Protein-coding gene in the species Homo sapiens

Nuclear pore glycoprotein p62
is a protein complex associated with the nuclear envelope. The p62 protein remains associated with the nuclear pore complex-lamina fraction. p62 is synthesized as a soluble cytoplasmic precursor of 61 kDa followed by modification that involve addition of N-acetylglucosamine residues, followed by association with other complex proteins. In humans it is encoded by the NUP62 gene.

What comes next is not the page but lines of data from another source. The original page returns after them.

PR #4488, opened 2017-01-31
Delay extra args 4462

### LINKED ISSUE #4462: provisioner/puppet: make execute_command variables available to extra_arguments
extra_arguments is a perfect place to reference class variables but it's interpolated so early NULLs get substituted instead. Here is example:
`{{if ne ".ModulePath" ""}}--modulepath='{{.ModulePath}}:$basemodulepath'{{end}}`

The specific example is a result of Puppet's implementation choice whereby '--modulepath' obliterates all of the standard module paths and until such time as they implement an "additive" mode, the values have to be restored. Sure one could completely rewrite "execute_command" but why not just fix the problem?

Conceivably one could concoct an "execute_command" where one of the extra's is a subshell invocation of a command that looks something like
`"--modulepath=$( {{.PuppetBinDir}}/puppet config print modulepath --environment={{user `environment`}} )`

Early evaluation means PuppetBinDir would likewise been rendered as NULL.

tb3088:
Fixes pre-mature interpolation of "extra_arguments" and adds "extra_arguments" to puppet-server provisioner. Here is an example from my template:

>  "extra_arguments"   : [
                "{{if ne \"{{user `environment`}}\" \"\"}}--environment={{user `environment`}}{{end}}",
                "{{if user `noop`}}--noop{{end}}",
                "{{if ne \".ModulePath\" \"\"}}--modulepath='{{.ModulePath}}:$basemodulepath'{{end}}"

Closes #4462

The nuclear pore complex is a massive structure that extends across the nuclear envelope, forming a gateway that regulates the flow of macromolecules between the nucleus and the cytoplasm. Nucleoporins are the main components of the nuclear pore complex in eukaryotic cells. The protein encoded by this gene is a member of the FG repeat containing nucleoporins and is localized to the nuclear pore central plug. This protein associates with the importin alpha/beta complex which is involved in the import of proteins containing nuclear localization signals. Multiple transcript variants of this gene encode a single protein isoform.

==Structure==

P62 is a serine/threonine rich protein of ~520 amino acids, with tetrapeptide repeats on the amino terminus and a series of alpha-helical regions with hydrophobic heptad repeats forming beta-propeller domain. P62 assembles into a complex containing 3 addition proteins, p60, p54 and p45 forming the p62 complex of ~235 kDa. O-GlcNAcylation appears to be involved in the assembly and disassembly of p62 into higher order complexes, and a serine/threonine rich linker region between Ser270 to Thr294 appear to be regulatory. The p62 complex is localized to both the nucleoplasmic and cytoplasmic sides of the pore complex and the relative diameter of p62 complex relative to the nuclear pore complex suggests it interacts in pore gating.

==Function==

P62 appears to interact with mRNA during transport out of the nucleus. P62 also interacts with a nuclear transport factor (NTF2) protein that is involved in trafficking proteins between cytoplasm and nucleus. Another protein, importin (beta) binds to the helical rod section of p62, which also
binds NTF2 suggesting the formation of a higher order gating complex. Karyopherin beta2 (transportin), a riboprotein transporter also interacts with p62. P62 also interacts with Nup93, and when Nup98 is depleted p62 fails to assemble with nuclear pore complexes. Mutant pores could not dock/transport proteins with nuclear localization signals or M9 import signals.

==Pathology==

Antibodies to p62 complex are involved in one or more autoimmune diseases. P62 glycosylation is increased in diabetes and may influence its association with other diseases. p62 is also more frequent in Stage IV primary biliary cirrhosis and is prognostic for severe disease.

==Interactions==
Nucleoporin 62 has been shown to interact with:
- HSF2,
- KPNB1,
- NUTF2,
- TRAF3, and
- XPO1,
- Nup93.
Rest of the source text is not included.